The current polling for changes to cache.flush file can be augmented to read in the file and if non-empty, override the default behavior of "flush starting at the file’s timestamp". The file will be scanned for “” entries. The most recent “” timestamp will be retained, others discarded. All individual URL entries preceding a “*” invalidation will be discarded. URLs occurring multiple times will get all but the newest entry discarded.

Once the file is fully read and resolved, we can populate the global rewrite options invalidation_url_timestamps_ and cache_invalidation_timestamp_, all protected by the mutex in cache_invalidation_timestamp_. Note that the global_options is concurrently read while it’s being updated, so this mutex is important.
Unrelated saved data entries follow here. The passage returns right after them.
Issue #1511, opened 2015-06-13
literal regular expression


privat:
Regular expressions are nice thing to have. And we have it in [standard](http://nitlanguage.org/doc/stdlib/module_standard__re.html)

However, using the lib and the `Text::to_re` method cause that the syntax errors in the regular expression are discovered at runtime instead of being statically caught.

First solution: statically detect and check `.to_re` on string literal.

Second solution: provide a real regular expression literal.

PR #1528, opened 2015-06-18
Check for errors in regex within string literals at compilation 

xymus:
This is the first part for #1511.

### DIFF
--- a/src/frontend/regex_phase.nit
+++ b/src/frontend/regex_phase.nit
@@ -1,0 +1,74 @@
+# This file is part of NIT ( http://www.nitlanguage.org ).
+#
+# Licensed under the Apache License, Version 2.0 (the "License");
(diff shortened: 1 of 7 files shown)


src/frontend/regex_phase.nit
```diff
@@ -0,0 +1,74 @@
...
+			var re_src = receiver.value
+			if re_src == null then return
+
+			# Check for errors by compiling it right now
+			var re = re_src.to_re
+			var error = re.compile
+			re.finalize
+
+			if error != null then
+				v.toolcontext.error(self.location, "Regex Error: " + error.to_s)
```
privat: I think that a warning could be better but i'm fine with an error

privat:
+1

jpages:
+1, I like the error, less bugs at runtime seems good...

Note: the ‘touch cache.flush’ trick is now part of some Joomla/mod_pagespeed integration: http://extensions.joomla.org/extensions/core-enhancements/performance/cache/23602

RESTful API

mod_pagespeed will add a PURGE handler per quasi-standard: https://www.varnish-cache.org/docs/3.0/tutorial/purging.html . This purge handler will simply append lines to the cache.flush file. It would also be nice to periodically clean the file of old/redundant purge requests that will accumulate over time. There is a risk however that a programmatic burst of PURGE requests could cause entries to be dropped if we tried to clean the file while handling a PURGE request. Two potential remedies:

  • use file-locking semantics while cleaning, and other processes/threads attempting to append a PURGE command will fail to do the ‘append’, wait a random amount of time, and retry.
  • only clean the file during apache restart (in RootInit). A long running server might wind up having that file grow in size arbitrarily. But we could manage that by seeking to the last known read-position and reading it incrementally. That last-known read-position could be stored in a shared-memory statistic.

nginx considerations

Currently the code to manage the cache.flush scanning is primarily in ApacheServerContext::PollFilesystemForCacheFlush. This could be moved to ServerContext or another helper class in (say) net/instaweb/system.